(Provided information)
PR #1319, opened 2019-06-11
Add CLI commands to dump and restore indexes

Aschen:
## What does this PR do ?

It's not possible to change a collection mapping with Kuzzle due to Elasticsearch limitations. The only way to change a mapping is to delete the entire index, recreate it with different mappings and then import the data.

This PR add 2 actions to the CLI to dump and restore indexes:
  - `bin/kuzzle dumpIndex <index> <path>`: dump an entire index in specified directory
  - `bin/kuzzle restoreIndex <path>`: restore the content of a previously dumped index

Each collection of the index is dumped in a separate JSON file. Theses files are loaded with `bulk:import` method.  

The index and the collections must exists before running the `restoreIndex` command.

  - Step 1 : Create an index and collections with some data
  - Step 2 : Dump the index with the CLI
  - Step 3 : Remove the index and collections
  - Step 4: Recreate them and load the dump with the CLI


bin/commands/createFirstAdmin.js
```diff
@@ -74,21 +74,24 @@ function confirm (username, resetRoles) {
...
-    controller: 'server',
-    action: 'adminExists'
-  };
 
-  return sendAction(action, options)
+  return getSdk(options)
+    .then(response => {
+      sdk = response;
+
+      return null;
```
scottinet: (nitpicking) can be simplified with `return sdk.server.adminExists();` (1 promise layer less)
Same goes for similar lines in other commands.

bin/commands/indexDump.js
```diff
@@ -0,0 +1,121 @@
...
+
+/* eslint-disable no-console */
+
+const
+  fs = require('fs'),
+  ColorOutput = require('./colorOutput'),
+  path = require('path'),
+  getSdk = require('./getSdk');
+
+function mkdirp (fullPath) {
```
scottinet: (nitpicking) can you add a TODO comment asking to remove that function for when our min. Node.js version will be at least Node.js 10?
(starting from node 10, we can use the option `recursive: true` with [fs.mkdir](https://devdocs.io/node~10_lts/fs#fs_fs_mkdir_path_options_callback))

bin/commands/indexDump.js
```diff
@@ -0,0 +1,121 @@
...
+  if (parts.length > 1) {
+    mkdirp(parts.slice(0, parts.length - 1).join('/'));
+  }
+
+  if (! fs.existsSync(fullPath)) {
+    fs.mkdirSync(fullPath);
+  }
+}
+
+function dumpCollectionPart (results, bulkDocuments) {
```
scottinet: This won't do: you're storing the entire collection in memory, but that means that we won't be able to dump even moderately large collections.

You need to use a [writable stream](https://nodejs.org/dist/latest-v10.x/docs/api/fs.html#fs_fs_createwritestream_path_options) and dump the result page per page, to keep memory consumption under control.

bin/commands/indexRestore.js
```diff
@@ -0,0 +1,84 @@
...
+  fs = require('fs'),
+  ColorOutput = require('./colorOutput'),
+  getSdk = require('./getSdk');
+
+function importCollection (sdk, cout, dumpFiles) {
+  if (dumpFiles.length === 0) {
+    return null;
+  }
+
+  const bulkData = JSON.parse(fs.readFileSync(dumpFiles[0]));
```
scottinet: You can't put the entire data file in memory, and even less parse it into a JSON object: this method won't allow this CLI tool to handle even moderately large dumped collections.

You need to open a [readable stream](https://nodejs.org/dist/latest-v10.x/docs/api/fs.html#fs_fs_createreadstream_path_options), and use it with some kind of buffer to send bulk imports to Kuzzle sequentially.

bin/commands/indexRestore.js
```diff
@@ -0,0 +1,84 @@
...
+
+  if (bulkData.length === 0) {
+    console.log(cout.notice(`[ℹ] File ${dumpFiles[0]} is empty. Skip import.`));
```
scottinet:
```suggestion
    console.log(cout.notice(`[ℹ] File ${dumpFiles[0]} is empty. Skipping import.`));
```

bin/commands/indexRestore.js
```diff
@@ -0,0 +1,84 @@
...
+    .then(() => {
+      console.log(cout.ok(`[✔] Dump file ${dumpFiles[0]} imported`));
+
+      return null;
+    })
+    .catch(error => {
+      console.log(cout.warn(`[ℹ] Error importing ${dumpFiles[0]}`));
+      if (error.status === 206) {
+        for (const err of error.errors) {
+          console.log(`  ${err.error.reason}`);
```
scottinet: You should probably put partial errors in a log file: this'll flood the terminal even if <1% of an import failed on a collection containing millions of documents.

bin/commands/indexRestore.js
scottinet: Also, we may want to make the import buffer size configurable, to circumvent potentially strict limits put in the .kuzzlerc file by Kuzzle admins

bin/kuzzle
```diff
@@ -160,6 +160,22 @@ bindOption(
     .action(require('./commands/decryptSecrets'))
 );
 
+// $ kuzzle indexDump
+bindOption(
+  program
+    .command('indexDump <index> <path>')
+    .description('dump an entire index in specified directory')
```
scottinet:
```suggestion
    .description('dump an entire index in the specified directory')
```

bin/commands/createFirstAdmin.js
Aschen: I need to reuse the `sdk` few line below ([#L130](https://github.com/kuzzleio/kuzzle/pull/1319/files/aa23c1b1c4093be4f1f532ab645238fa7d3208b7#diff-30b2cf2a4cfe977c24b2f003ceb1c96cR130) to execute `security.createFirstAdmin`

bin/commands/indexDump.js
```diff
@@ -0,0 +1,117 @@
...
+    mkdirp(parts.slice(0, parts.length - 1).join('/'));
+  }
+
+  if (! fs.existsSync(fullPath)) {
+    fs.mkdirSync(fullPath);
+  }
+}
+
+function writeData(stream, data) {
+  return new Promise(resolve => stream.write(data, () => resolve()));
```
scottinet: To be tested, but that might be very slow, as this is like waiting synchronously for each `data` line to be handled by the system.
You may want to discard that callback argument when invoking `write` and instead use the returned value: you can resolve the promise immediately if it returns `true`, otherwise this means that backpressure is building up and you need to wait for the `drain` event before resolving the promise.

This might not be important in this case, and I didn't test the performances difference, so this is your call.

bin/commands/indexDump.js
```diff
@@ -0,0 +1,117 @@
...
+  let
+    promises = [],
+    results = await sdk.document.search(index, collection, {}, options);
+
+  do {
+    process.stdout.write(`  ${results.fetched}/${results.total} documents dumped`);
+    process.stdout.write('\r');
+
+    for (const hit of results.hits) {
+      promises.push(writeData(ndjsonStream, {
```
scottinet: Ah, I didn't saw that part when I wrote [this comment](https://github.com/kuzzleio/kuzzle/pull/1319/files#r299345682).

Seeing this, I now think that you should definitely completely remove the `writeData` function and directly invoke `write` here, yielding only if it returns `false`, until the drain event is triggered. That would make writing a dump much, much faster (and simpler)

bin/commands/indexDump.js
```diff
@@ -0,0 +1,117 @@
...
+  } while (results = await results.next());
+
+  ndjsonStream.end();
+  writeStream.end();
+
+  return waitWrite;
+}
+
+async function indexDump (sdk, cout, index, batchSize, directoryPath) {
+  console.log(cout.notice(`Dumping index ${index} in ${directoryPath} ...`));
```
scottinet: To prevent a silent regression, you might want to make that PR depend on https://github.com/kuzzleio/kuzzle/pull/1342 and remove all usages of `console` (after #1342, `cout` directly prints the arguments on the console, you don't need to do that yourself anymore)

bin/commands/indexRestore.js
```diff
@@ -0,0 +1,137 @@
...
+  getSdk = require('./getSdk');
+
+function handleError(cout, dumpFile, error) {
+  if (error.status === 206) {
+    const
+      errorFile = `${dumpFile.split('.').slice(0, -1).join('.')}-errors.jsonl`,
+      writeStream = fs.createWriteStream(errorFile, { flags: 'a' }),
+      serialize = ndjson.serialize();
+
+    serialize.on('data', line => {
```
scottinet: same here: just pipe the writable stream to `serialize`

bin/commands/indexRestore.js
```diff
@@ -0,0 +1,137 @@
...
+          documents.push(obj);
+
+          if (documents.length === batchSize) {
+            mWriteRequest.body.documents = documents;
+            documents = [];
+
+            readStream.pause();
+
+            sdk.query(mWriteRequest)
+              .then(() => {
```
scottinet: Skipped if there is an error, even if it's a mere 206 one, meaning that the stream is never unpaused and that the output is never updated.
(End Provided information)
**What to do:** Write out the records exactly, starting at the first line and stopping after the line that contains "## What does this PR do ?".

**Reply:**
PR #1319, opened 2019-06-11
Add CLI commands to dump and restore indexes

Aschen:
## What does this PR do ?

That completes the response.